30日間チャレンジブログ

40代主婦が綴る小話。

吉本ばななさんのnote

Xで吉本ばななさんの書き込みを見つけ、気がつけばnoteを購入していました。価格は500円。

20,000字のエッセイですので文字単価2.5銭。

長年のばななさんのファンにとっては安すぎると感じるでしょうし、さほどファンではないわたしだってそう感じます。

内容は、すごいの一言。

わたしの世代にとって吉本ばななさんは書き物界のアイドルみたいな存在でした。名前も奇抜で素敵だし、作品も映画化されたりしてキラキラ作家のイメージを揺るがないものにしていました。

このnoteでは、キラキラの背後にあったものと、キラキラの向こう側がびっちり隙間なく書かれています。

ばななさんの心の叫びが見えます。文章がところどころ意味不明で、それだけ命懸けで書かれたのだと思います。

わたしのようなタイプの毒親育ちが読むと、救われるかシンクロのしすぎで具合が悪くなるかの二極化しそうな文章。

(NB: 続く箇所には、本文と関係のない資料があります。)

PR #354, opened 2025-11-07
fix: int type in transpose

yasahi-hpc:
This PR fixes the base int type of map in transpose helper.
Previously, it only worked for `std::array<int, DIM>`.
Now, it works also for `std::array<std::size_t, DIM>`

### DIFF
--- a/common/src/KokkosFFT_transpose.hpp
+++ b/common/src/KokkosFFT_transpose.hpp
@@ -145,10 +145,12 @@ struct BoundsCheck {
 /// \tparam ExecutionSpace The type of Kokkos execution space.
 /// \tparam InViewType The input view type
 /// \tparam OutViewType The output view type
-/// \tparam IndexType The index type used for the map
+/// \tparam IndexType The index type used for the loop
+/// \tparam IntType The int type used for the map
 /// \tparam ArgBoundsCheck The bounds check type (default is Off)
 template <typename ExecutionSpace, typename InViewType, typename OutViewType,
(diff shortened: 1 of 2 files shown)


yasahi-hpc:
> Since the map is holding index value used to access views, why do you need a new type in addition to `IndexType`?

Map does not hold the index value used to access views.
It holds the permutation array that maps src and dst index arrays.

```C++
m_out(src_idx[m_map[Is]]...) = m_in(src_idx[Is]...);
```

As you said, `src_idx` must be in `IndexType`, but `int` type of the `m_map` can be different.

PaulGannay:
> Actually, I am considering that. Although APIs allow `std::array<int, DIM>` to specify axes, they should be converted into `std::array<std::size_t, DIM>` internally
> Since it requires more changes, I would like to do that in another PR

I would close this PR without merge then.
But if you think that it is necessary, in preparation of other work, I haven't seen anything wrong either so I guess that you can merge it.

警察のご厄介になるような分かりやすいタイプの毒親ではなく、傍目には分からない重たいヴェールが掛かっているタイプの毒親家庭。わたしが上手く言葉にできなかったこの家庭の構造を、これぞ才能と言わんばかりに見事に説明してくれました。現在は目隠しのヴェールがすっかり外れて丸見えになっているようです。

この方はわたしを理解してくれるだろうな、そう思わせる内容でした。そして、毒親との戦いは自分の命が尽きるまで続くことを思い知らされ、ある種の心の準備もできたかもしれません。

ばななさんが61歳になってようやく真実を文章にしてくれたことを考えると、わたしもこの年齢で過去をカミングアウトしたのは妥当に思えました。自分のような人間が仕事をする時の向き合い方、人生の進め方に於いても学べることが多い内容です。

1回目は衝撃が大きいので、繰り返し読むのが良さそう。

noteを購入したことでばななさんに協力できましたし、わたしは理解者を得た気持ちになりました。共感の満足度が高いとでも言いましょうか、ここまで書いてくれるなら他の人がわたしを誤解しても別にいいかなとさえ思えてしまう。

パワーを持つ文章を読み、大波に呑まれたような感覚に襲われています。本当に凄い才能を持った人なんだな…。

興味のある方はぜひぜひご覧ください。スタバのコーヒー1杯の値段で読めます。おすすめです。